I switched to Vim from Emacs many years ago to deal with RSI. I learned the
basics and then just started using the damn thing. Periodically I'd go look up
a few tips or tricks and then keep on keeping on.

These are tools. The best way to learn how to use a tool is to use it, not sit
there studying how you might use it.

------
aaronchall
He mentions that the key factor in him choosing to try out emacs is orgmode.
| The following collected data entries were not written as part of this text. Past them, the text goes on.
PR #1732, opened 2023-01-23
GFORMS-1991: Allow for ATL data to be presented as bulletedList or nu…

lxol:
…mberedList in info fields

fix unescaped user data in the startstrings

### DIFF
--- a/app/uk/gov/hmrc/gform/eval/EvaluationResults.scala
+++ b/app/uk/gov/hmrc/gform/eval/EvaluationResults.scala
@@ -361,22 +361,30 @@ case class EvaluationResults(
       case IfElse(cond, field1: Expr, field2: Expr) =>
         if (booleanExprResolver.resolve(cond)) loop(field1) else loop(field2)
       case Else(field1: Expr, field2: Expr) => loop(field1) orElse loop(field2)
-      case FormCtx(formComponentId: FormComponentId)
+      case expr @ FormCtx(formComponentId: FormComponentId)
           if evaluationContext.addressLookup(formComponentId.baseComponentId) || evaluationContext
             .overseasAddressLookup(formComponentId.baseComponentId) =>
         whenVisible(formComponentId) {
-          val indexedComponentId = formComponentId.modelComponentId.indexedComponentId
-          val addressAtoms: List[ModelComponentId.Atomic] =
-            if (evaluationContext.addressLookup(formComponentId.baseComponentId))
-              Address.fields(indexedComponentId).filter(_.atom != Address.uk)
-            else
-              OverseasAddress.fields(indexedComponentId).toList
+          val modelComponentId = expr.formComponentId.modelComponentId
+          val isModelFormComponentIdPure = modelComponentId.indexedComponentId.isPure
+          val isReferenceIndexed = evaluationContext.indexedComponentIds.exists(
+            _.baseComponentId === modelComponentId.baseComponentId
+          )
+          if (isModelFormComponentIdPure && isReferenceIndexed) {
+            get(expr, fromVariadicValue, evaluationContext)
+          } else {
+            val indexedComponentId = formComponentId.modelComponentId.indexedComponentId
+            val addressAtoms: List[ModelComponentId.Atomic] =
+              if (evaluationContext.addressLookup(formComponentId.baseComponentId))
+                Address.fields(indexedComponentId).filter(_.atom != Address.uk)
+              else
+                OverseasAddress.fields(indexedComponentId).toList
 
-          val variadicValues: List[Option[VariadicValue]] = addressAtoms.map(atom => recData.variadicFormData.get(atom))
-          val addressLines = variadicValues.collect {
-            case Some(VariadicValue.One(value)) if value.nonEmpty => value
+            val variadicValues: List[Option[VariadicValue]] =
+              addressAtoms.map(atom => recData.variadicFormData.get(atom))
+            val addressLines = variadicValues.collect { case Some(VariadicValue.One(value)) if value.nonEmpty => value }
+            ExpressionResult.AddressResult(addressLines)
           }
-          ExpressionResult.AddressResult(addressLines)
         }
       case FormCtx(formComponentId: FormComponentId)
           if evaluationContext.postcodeLookup(formComponentId.baseComponentId) =>
@@ -519,8 +527,8 @@ case class EvaluationResults(
           case _              => unsupportedOperation("String")(expr)
         }
       case RemoveSpaces(fcId) => removeSpaces(fcId, recData)
-      case NumberedList(fcId) => get(FormCtx(fcId), fromVariadicValue, evaluationContext)
-      case BulletedList(fcId) => get(FormCtx(fcId), fromVariadicValue, evaluationContext)
+      case NumberedList(fcId) => loop(FormCtx(fcId))
+      case BulletedList(fcId) => loop(FormCtx(fcId))
     }
 
     loop(typeInfo.expr)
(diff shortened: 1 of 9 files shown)


app/uk/gov/hmrc/gform/gform/ExprUpdater.scala
```diff
@@ -62,6 +62,8 @@ class ExprUpdater(index: Int, baseIds: List[FormComponentId]) {
     case PeriodExt(_, _)                      => expr
     case IndexOf(_, _)                        => expr // This is not explanded on purpose, so it can be used correctly inside ATL
     case RemoveSpaces(formComponentId)        => RemoveSpaces(expandFcId(formComponentId))
+    case NumberedList(formComponentId)        => RemoveSpaces(expandFcId(formComponentId))
+    case BulletedList(formComponentId)        => RemoveSpaces(expandFcId(formComponentId))
```
DursunGundogan, line 66:
```suggestion
    case NumberedList(formComponentId)        => NumberedList(expandFcId(formComponentId))
    case BulletedList(formComponentId)            => BulletedList(expandFcId(formComponentId))
```

app/uk/gov/hmrc/gform/sharedmodel/graph/DependencyGraph.scala
```diff
@@ -185,7 +185,28 @@ object DependencyGraph {
...
+              GraphNode.Expr(FormCtx(fc.id)) ~> GraphNode.Simple(fc.id)
+            )
+          )
+    val govukListNodes = graph.nodes.flatMap { n =>
+      n.value match {
+        case g @ GraphNode.Expr(NumberedList(fcId)) => govukListEdges(g, fcId)
+        case g @ GraphNode.Expr(BulletedList(fcId)) => govukListEdges(g, fcId)
+        case e                                      => List.empty[DiEdge[GraphNode]]
+      }
+    }.toSet
```
josef-vlach, line 207: Why is this here?

josef-vlach (changes requested):
Referring ATL `addressId` outside ATL should work, but it doesn't. First step should be to fix this problem (I've already mentioned it last time) and then build this functionality on top of that solution, otherwise this PR is introducing lots of unnecessary complexity.

app/uk/gov/hmrc/gform/sharedmodel/graph/DependencyGraph.scala
lxol: alternatively we can evaluate `FormCtx(addressid)` to AddressResult(addresslines)` or `ListResult(List(AddressResult))` but we will need to review and update all the usages as they all expect `AddressResult(addresslines)`

josef-vlach: > For `addressId` that refers to ATL address we need `ListResult(AddressResult(...))`

And this is exactly what we need to fix. [This should return]( https://github.com/hmrc/gform-frontend/blob/46f798b67926b82957b1e6ec4aefe5ecf535429a/app/uk/gov/hmrc/gform/eval/EvaluationResults.scala#L355) `ListResult(AddressResult(...))` if `addressId` is ATL component.

app/uk/gov/hmrc/gform/eval/ExpressionResult.scala
```diff
@@ -333,6 +333,13 @@ sealed trait ExpressionResult extends Product with Serializable {
       None
     )(_ => None)(_ => None)(_ => None)
 
+  def govukListRepresentation(typeInfo: TypeInfo, messages: Messages): List[String] =
```
josef-vlach, line 336: Let call this method only `listRepresentation`

app/uk/gov/hmrc/gform/eval/smartstring/SmartStringEvaluatorFactory.scala
```diff
@@ -152,5 +163,29 @@ class RealSmartStringEvaluatorFactory() extends SmartStringEvaluatorFactory {
           .evalAndApplyTypeInfo(typeInfo)
           .optionRepresentation
           .fold(stringRepresentation(typeInfo))(f(_))
+
+      private def govukListRepresentation(typeInfo: TypeInfo, isBulleted: Boolean, markDown: Boolean): String = {
+        formModelVisibilityOptics.evalAndApplyTypeInfo(typeInfo)
```
josef-vlach, line 168: Stray expression

app/uk/gov/hmrc/gform/sharedmodel/VariadicFormData.scala
```diff
@@ -118,6 +119,13 @@ case class VariadicFormData[S <: SourceOrigin](data: Map[ModelComponentId, Varia
       }
     }
 
+  def distinctIndexedComponentIds(modelComponentId: ModelComponentId): List[IndexedComponentId] =
+    forBaseComponentIdLessThen(modelComponentId)
+      .map(_._1.fold(p => p.indexedComponentId)(i => i.indexedComponentId))
```
josef-vlach, line 124:
```suggestion
   forBaseComponentId(modelComponentId.indexedComponentId.baseComponentId)
      .map { case (modelComponentId, _) => modelComponentId.fold(p => p.indexedComponentId)(i => i.indexedComponentId) }
```
`forBaseComponentIdLessThen` should not be used here, we are not in ATL. Also let's get rid of `_._1`

app/uk/gov/hmrc/gform/eval/EvaluationResults.scala
```diff
@@ -343,16 +359,21 @@ case class EvaluationResults(
...
-
-          val variadicValues: List[Option[VariadicValue]] = addressAtoms.map(atom => recData.variadicFormData.get(atom))
-          val addressLines = variadicValues.collect { case Some(VariadicValue.One(value)) if value.nonEmpty => value }
-          ExpressionResult.AddressResult(addressLines)
+          val modelComponentId = formComponentId.modelComponentId
+          val isModelFormComponentIdPure = modelComponentId.indexedComponentId.isPure
+          val isReferenceIndexed = evaluationContext.indexedComponentIds.exists(
+            _.baseComponentId === modelComponentId.baseComponentId
+          )
+          if (isModelFormComponentIdPure && isReferenceIndexed) {
```
josef-vlach, line 367: Now we are duplicating this logic in two places, can we remove the duplication?

josef-vlach (changes requested):
Couple of issues to resolve, see the comments.

But also two observations:

1. if `agentFullName` is used only as `${bulletedList(agentFullName)}` list is not being produced
2. `${addressId}` expression used outside ATL do not produce any output. (`def addressRepresentation(typeInfo: TypeInfo)`  need to handle possibility of a `List`

app/uk/gov/hmrc/gform/eval/EvaluationResults.scala
lxol: >. (def addressRepresentation(typeInfo: TypeInfo) need to handle possibility of a List
but it returns `List[String]` where each string is part of the address. If this method takes ListResult(List(AddressResult)) the return type of List[String] wouldn't make sense as it will contain all lines for all addresses in one List
Unless I misunderstood that.

lxol: >if agentFullName is used only as ${bulletedList(agentFullName)} list is not being produced
didn't get that

lxol: > if agentFullName is used only as ${bulletedList(agentFullName)} list is not being produced

do you mean that if `agentFulName` in the smart string without `bulletedList` then it is rendered as empty? I don't know how to render it tbh. Do we have any requirements on how to render list of addresses to a string?

josef-vlach: > but it returns List[String] where each string is part of the address. If this method takes ListResult(List(AddressResult)) the return type of List[String] wouldn't make sense as it will contain all lines for all addresses in one List
Unless I misunderstood that.

If `def addressRepresentation(...): List[String` is called on a `ListResult` of addresses we resulting list should contains individual addresses concatenated by `,<space> `. It is better default than showing nothing.

josef-vlach (approved):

I truly think orgmode is today's killer app for emacs. (A killer app is the
one app needed to make people pick up the tech -
[https://en.wikipedia.org/wiki/Killer_application](https://en.wikipedia.org/wiki/Killer_application)
.)

I have given 9 tech talks so far in my career - and I've written every talk in
orgmode. I've outlined training for support people in orgmode. I like to use
it to organize my work and notes on things I'm studying as well. My next big
project is to write a book using it.

Check out orgmode, learn what other value emacs creates, and consider adding
emacs to your toolbelt as well.

Some things I've been using emacs for:

    
    
      - text editing  
      - writing and running Python code and tests  
      - writing .tex files for LaTeX, previewing the pdfs *in* emacs  
      - erc - an IRC chat client  
      - subshells   
      - orgmode, of course
    

I know others use it for

    
    
      - email  
      - newsgroups  
      - web browsing
    

I feel like I'm just scratching the surface of the things I can do with it,
and I feel like emacs will be with me forever, so I want to use it to replace
my desktop gui operating system, to the greatest extent possible.

------
gumby
Rather than trying too hard, just learn Emacs incrementally. It's modeless by
default, like TextEdit.

You can get a lot done with a few commands: c-F (forward), c-B (backwards),
c-P (previous line), c-n (next line), c-S (incremental search -- the primary
motion command for most people). Find and save files (c-x c-f and c-x c-s
respectively). Once you are comfortable with that, every new command simply
adds to your abilities. There in no large bolus to learn in order to become
productive.

Disclaimer: I've been using, and modifying, Emacs since the late 1970s -- but
this is how I learned too.